Yea, you don't even really need to pack the oats around one of the feeders. Just pack a few balls together and throw them right over top of where you casted. Don't be afraid to fish 1 rod close to the bank either, depending on the depth. I'm talking 3-5 feet in front of you. I've caught some pretty nice fish recently while fishing the "margins." Fishing in the margins also makes it very easy to chum the area. Just stay quite on the bank because the carp can be easily spooked.

I've never flavored my oats with anise to be honest. I've only flavored my "hookbaits." I suppose you could use vanilla or something sweet to flavor the oats. Plain is also just fine. 

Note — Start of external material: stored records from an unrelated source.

PR #534, opened 2022-01-18
refactor: refactored/cleaned up sandbox app

alexandraB99:
Grouped QML files by pages, controls and demo app
related stuff

PR #535, opened 2022-01-19
feat(StatusPasswordStrengthIndicator): Add password strength indicator component

### LINKED ISSUE #528: Add `StatusPasswordStrengthIndicator`
figma: https://www.figma.com/file/IPpvkpDWabBKJTeo6bFop0/Kuba%E2%8E%9CDesktop?node-id=11%3A4921

Screen Shot 2022-01-12 at 4 17 05 PM

noeliaSD:
Closes #528

### What does the PR do

Create a password strength indicator component with the corresponding variations.

Create a base `StatusProgressBar` component.

Add new `miscColor12` agreed with designer.

### Affected areas

Controls/StatusProgressBar
Controls/StatusPasswordStrengthIndicator

Light mode:
image

Dark mode:
image

### DIFF
--- a/src/StatusQ/Controls/StatusPasswordStrengthIndicator.qml
+++ b/src/StatusQ/Controls/StatusPasswordStrengthIndicator.qml
@@ -1,0 +1,54 @@
+import QtQuick 2.14
+import QtQuick.Controls 2.14
+
+import StatusQ.Core.Theme 0.1
+import StatusQ.Core 0.1
+
+StatusProgressBar {
+    id: control
+
+    property var strength
+    property string labelVeryWeak: "Very weak"
+    property string labelWeak: "Weak"
+    property string labelSoso: "So-so"
+    property string labelGood: "Good"
+    property string labelGreat: "Great"
+
+    enum Strength {
+        VeryWeak, // 0
+        Weak, // 1
+        SoSo, // 2
+        Good, // 3
+        Great // 4
+    }
+
+    // Behavior:
+    states: [
+        // Strength states definition:
+        State {
+            when: control.strength === StatusPasswordStrengthIndicator.Strength.VeryWeak
+            PropertyChanges { target: control; fillColor : Theme.palette.dangerColor1}
+            PropertyChanges { target: control; text: labelVeryWeak}
+        },
+        State {
+            when: control.strength === StatusPasswordStrengthIndicator.Strength.Weak
+            PropertyChanges { target: control; fillColor : Theme.palette.pinColor1}
+            PropertyChanges { target: control; text: labelWeak}
+        },
+        State {
+            when: control.strength === StatusPasswordStrengthIndicator.Strength.SoSo
+            PropertyChanges { target: control; fillColor : Theme.palette.miscColor7}
+            PropertyChanges { target: control; text: labelSoso}
+        },
+        State {
+            when: control.strength === StatusPasswordStrengthIndicator.Strength.Good
+            PropertyChanges { target: control; fillColor : Theme.palette.miscColor12}
+            PropertyChanges { target: control; text: labelGood}
+        },
+        State {
+            when: control.strength === StatusPasswordStrengthIndicator.Strength.Great
+            PropertyChanges { target: control; fillColor : Theme.palette.successColor1}
+            PropertyChanges { target: control; text: labelGreat}
+        }
+    ]
+}
--- a/statusq.qrc
+++ b/statusq.qrc
@@ -316,5 +316,7 @@
         <file>src/assets/img/icons/tiny/tribute-to-talk.svg</file>
         <file>src/assets/img/icons/tiny/warning.svg</file>
         <file>src/StatusQ/Controls/StatusBanner.qml</file>
+        <file>src/StatusQ/Controls/StatusProgressBar.qml</file>
+        <file>src/StatusQ/Controls/StatusPasswordStrengthIndicator.qml</file>
     </qresource>
 </RCC>
--- a/sandbox/controls/Controls.qml
+++ b/sandbox/controls/Controls.qml
@@ -196,4 +196,11 @@ GridLayout {
         type: StatusBanner.Type.Danger
         statusText: "Banner"
     }
+
+    StatusProgressBar {
+        id: progressBar        
+        text: "Weak"
+        value: 0.5
+        fillColor : Theme.palette.pinColor1
+    }
 }
--- a/sandbox/main.qml
+++ b/sandbox/main.qml
@@ -227,6 +227,11 @@ StatusWindow {
                             selected: viewLoader.source.toString().includes(title)
                             onClicked: mainPageView.page("StatusExpandableSettingsItem");
                         }
+                        StatusNavigationListItem {
+                            title: "StatusPasswordStrengthIndicator"
+                            selected: viewLoader.source.toString().includes(title)
+                            onClicked: mainPageView.page(title);
+                        }
                         StatusListSectionHeadline { text: "StatusQ.Popup" }
                         StatusNavigationListItem { 
                             title: "StatusPopupMenu"
--- a/sandbox/pages/StatusPasswordStrengthIndicatorPage.qml
+++ b/sandbox/pages/StatusPasswordStrengthIndicatorPage.qml
@@ -1,0 +1,38 @@
+import QtQuick.Layouts 1.14
+import StatusQ.Controls 0.1
+
+GridLayout {
+    columns: 1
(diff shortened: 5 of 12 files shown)


sandbox/Controls.qml
```diff
@@ -196,4 +196,41 @@ GridLayout {
...
+        id: goodPw
+        strength: StatusPasswordStrengthIndicator.Strength.Good
+        value: 1
+    }
+
+    StatusPasswordStrengthIndicator {
+        id: greatPw
+        strength: StatusPasswordStrengthIndicator.Strength.Great
+        value: 0.3
+    }
```
PascalPrecht, line 235: Can you please put these into their own "page" component? Eventually `Controls` will go away. Every component should have its own with all its variations.

src/StatusQ/Controls/StatusPasswordStrengthIndicator.qml
```diff
@@ -0,0 +1,49 @@
...
+        },
+        State {
+            when: control.strength === StatusPasswordStrengthIndicator.Strength.Good
+            PropertyChanges { target: control; fillColor : Theme.palette.miscColor12}
+            PropertyChanges { target: control; text: qsTr("Good")}
+        },
+        State {
+            when: control.strength === StatusPasswordStrengthIndicator.Strength.Great
+            PropertyChanges { target: control; fillColor : Theme.palette.successColor1}
+            PropertyChanges { target: control; text: qsTr("Great")}
```
PascalPrecht, line 46: So far we have avoided putting `qsTr()` calls in StatusQ. The reason being that status desktop will replace all occurances of `qsTr()` with `qsTrId()`.

So essentially, it will change the source of StatusQ when it performs i18n.
Hence, we rather **expose** text properties (with a decent default) so apps like Status Desktop can then assign a `qsTr` from the outside.

Can you please change that accordingly?

statusq.qrc
```diff
@@ -315,5 +315,6 @@
         <file>src/assets/img/icons/tiny/time.svg</file>
         <file>src/assets/img/icons/tiny/tribute-to-talk.svg</file>
         <file>src/assets/img/icons/tiny/warning.svg</file>
+        <file>src/StatusQ/Controls/StatusProgressBar.qml</file>
```
PascalPrecht, line 318: This misses the strength indicator component.

PascalPrecht (changes requested):
Very well done @noeliaSD !
There are a few minor things that need change.

Also, can you put the `Closes #...` part of your commit message at the **end** of your commit message?

Not 100% GitHub will recognize it otherwise.
Nonetheless, to follow conventional commits, this information has to be in the footer of the message.

Great work!

src/StatusQ/Controls/StatusPasswordStrengthIndicator.qml
noeliaSD: But by doing that (exposing the text property) you are ‘losing’ some automation in the component itself so you cannot link the variant with the text, only with the colour.  Or do you mean exposing one text property per variant so in this case having 5 different text properties?

And I’m wondering, is there another way of doing that as for example establishing here in StatusQ a unique text ID and then, status-desktop will resolve it accordingly (maybe having a common IDs file or similar)?  For example establishing a hierarchical ID structure like this:
`StatusQ.{ComponentName}.{textId}`

PascalPrecht: > Or do you mean exposing one text property per variant so in this case having 5 different text properties?

Exactly. For now that would be something like:

```
StatusPaswordStrengthIndicator {
  labelVeryWeak: ...
  labelWeak: ...
  labelSoso: ...
  ...
}
```

Again, these properties would have some decent defaults (`"Very weak"`, `"Weak"`, ... etc), but we would give consuming applications full control over how they want to solve i18n.

> And I’m wondering, is there another way of doing that as for example establishing here in StatusQ a unique text ID and then, status-desktop will resolve it accordingly (maybe having a common IDs file or similar)? For example establishing a hierarchical ID structure like this:
StatusQ.{ComponentName}.{textId}

Sounds like a good idea. Feel free to open a separate issue for that where this can be discussed!

PascalPrecht (approved):
This looks very good to me now.
However, I've just merged #534, so you'll have to rebase your's on top of latest `master`

PascalPrecht:
@noeliaSD if you rebase this today, we can merge it and release it next week

noeliaSD:
> @noeliaSD if you rebase this today, we can merge it and release it next week

I'm waiting review from @alexandraB99 and @abhi-status, as well!

sandbox/Controls.qml
```diff
@@ -196,4 +196,11 @@ GridLayout {
         type: StatusBanner.Type.Danger
         statusText: "Banner"
     }
+
+    StatusProgressBar {
+        id: progressBar        
+        text: "Weak"
+        value: 0.5
+        fillColor : Theme.palette.pinColor1
+    }
```
alexandraB99, line 205: Shouldn't we have here `StatusPasswordStrengthIndicator` as well?

alexandraB99 (changes requested):
@noeliaSD please rebase this

alexandraB99:
@noeliaSD feel free to merge as soon as you rebase, I am good with the changes. thanks!

sandbox/Controls.qml
noeliaSD: I've created a specific page in sandbox that includes all `StatusPasswordStrengthIndicator` variants and only include the `StatusProgressBar` in Controls, as it is a base one.

noeliaSD:
> @noeliaSD if you rebase this today, we can merge it and release it next week

@PascalPrecht please check and if ok, you can merge it!

PascalPrecht:
This has landed as https://github.com/status-im/StatusQ/commit/626695da25d86878336d4056d568c2bbb1b4bd8c

Great work @noeliaSD

src/StatusQ/Controls/StatusPasswordStrengthIndicator.qml
osmaczko: > Hence, we rather expose text properties (with a decent default) so apps like Status Desktop can then assign a qsTr from the outside.

@PascalPrecht does it mean that if we don't provide values for these exposed properties (by relying on default ones that come with component) the translations will simply not work?

I am almost sure it will result in many bugs related to missing translations. Shouldn't we avoid providing these default strings?

With Qt 5.15 comes the 'required' keyword which ensures each property is assigned by the client who uses the Component.
```
    required property string labelVeryWeak
    required property string labelWeak
    required property string labelSoso
    required property string labelGood
    required property string labelGreat
```

PascalPrecht: > @PascalPrecht does it mean that if we don't provide values for these exposed properties (by relying on default ones that come with component) the translations will simply not work?
 
 If they aren't marked with `qsTr()` the i18n script of Status Desktop won't touch it (otherwise it will replace it with `qsTrId()`.
 
 So yea, it will result in you seeing the default label.
 
 > Shouldn't we avoid providing these default strings?
 
 One could argue that, if no default strings are provided, you'll most likely see many more bugs (e.g. components having no labels at all). So I guess given those two (non-optimal options): which one is worse? No labels and broken UI, or at least english labels in any case?
 
 > With Qt 5.15 comes the 'required' keyword which ensures each property is assigned by the client who uses the Component.
 
 Sounds like a reasonable thing to do then, if we don't come up with a better i18n solution!
 Should be noted that I'm not super familiar with how qsTr/Id() are **supposed** to work. Maybe Desktop isn't doing the right thing in the first place. As in, are apps really required to rewrite their source (from qsTr() -> qsTrId()) to make i18n work? Or is there actually a different, recommended way to use this?

osmaczko: > Should be noted that I'm not super familiar with how qsTr/Id() are supposed to work. Maybe Desktop isn't doing the right thing in the first place. As in, are apps really required to rewrite their source (from qsTr() -> qsTrId()) to make i18n work? Or is there actually a different, recommended way to use this?

That's a good point, I've wondered about that before too. In general `qsTr()` is enough for translations, it does not need to be converted to `qsTrId()`. It seems we are doing that to re-use translations from status-react which are id-based: https://hackmd.io/@status-desktop/r1ytYSzn_

I think we could avoid running `qstrConverter.js` (and so the conversion from `qsTr()` to `qsTrId()`) by enhancing the `xmlTranslator.js` script with appropriate logic.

You could flavor your wheatie doughball with anise, but I would keep the sweet corn plain.

Another easy way to chum is to toss in boiled deer/field/feed corn. Bring the corn and water to a boil and set the timer for 45-60 minutes. It will soften up the corn, bringing out the starches and sugars.


----------



## bruno19

Hey Vince, I'm new to this site and can't help but read your thread on carp, very interesting. We have been fishing off of north bank near the yacht club at Buckeye Lake recently. Have not had much luck. The water is about 10 ft deep in some areas. We've gotten some bites off bread balls set about 10 inches off a bobber. Any suggestions????

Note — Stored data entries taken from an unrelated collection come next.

PR #536, opened 2022-01-19
feat(StatusIconTabButton): enable changing IconTabButton hovered color

jrainville:


PascalPrecht:
Left a comment here: https://github.com/status-im/status-desktop/pull/4501#issuecomment-1016750544
Not sure we really want this because this is by design.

Outdoor Hub mobile, the outdoor information engine


----------



## Vince™

bruno, I've never fished specifically for Carp with a bobber although it most certainly can be done. Do you see a lot a surface action from the fish near the yacht club? People throwing in food and the Carp just sucking it in right off the surface? If this is true, floating bread might have some success. Take a piece of bread and tear off the crust. Next, fold the bread in half so you have a rectangle. Next, place your hook near the end of one side. Fold the bread on top of the hook and pinch down in the center. This will create a square with your hook inside. Make sure the outer edges are still fluffy which will allow the bread to float. Throw in some "freebie bread" on the top to get the Carp feeding if they are in the area. I would imagine if people are feeding them at the restaurant nearby, they will be very used to taking food from the surface.

If this doesn't work there is always sweet corn on the hook. Put a few kernels on the hook and you should be good to go. This could be done with a bobber or on the bottom. If you do fish the bottom, just throw a couple handfuls in the water where you are fishing to get them feeding.


----------



## bruno19

Yes we see a lot of surface activity in and around the yacht club. I will try folding the bread and maybe some corn also. I plan on throwing a line in later today. I will let you know if we hook something. Thanks for the tips!

Outdoor Hub mobile, the outdoor information engine


----------